*** Data section Section Begins ***

Issue #590, opened 2016-10-02
Formatting error with string-typed numbers


darikg:
This seems to be an issue with the new comma formatting cc @foxyterkel 

```
dg@z.db:zdb_110z> select '123'
Unknown format code 'd' for object of type 'unicode'
```

fpietka:
@amjith isn't it fixed now? seems the fix got merged.

j-bennet:
You're right - this is not a problem anymore. Closing.

PR #591, opened 2016-10-02
Minimal fix for #590

darikg:
issue #590


darikg:
This probably isn't the correct thing to do -- numeric formatting shouldn't apply to string types, even if they look like numbers. But it looks like tabulate is happy to treat strings as numbers if they look like numbers

foxyterkel:
I thought about definition of value type. Is it right to define '1234' like int? Could be better to make some fixes in _column_type method? But @darikg  decision will work to.

darikg:
@foxyterkel agreed. I updated the PR

amjith:
Thanks @darikg!

🔨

*** Data section Section Ends ***

## Exercise instructions
Lines in scope run from the one holding "updated the PR" to the last line of the material above; transcribe them exactly and omit the rest.

## Exercise result
@foxyterkel agreed. I updated the PR

amjith:
Thanks @darikg!

🔨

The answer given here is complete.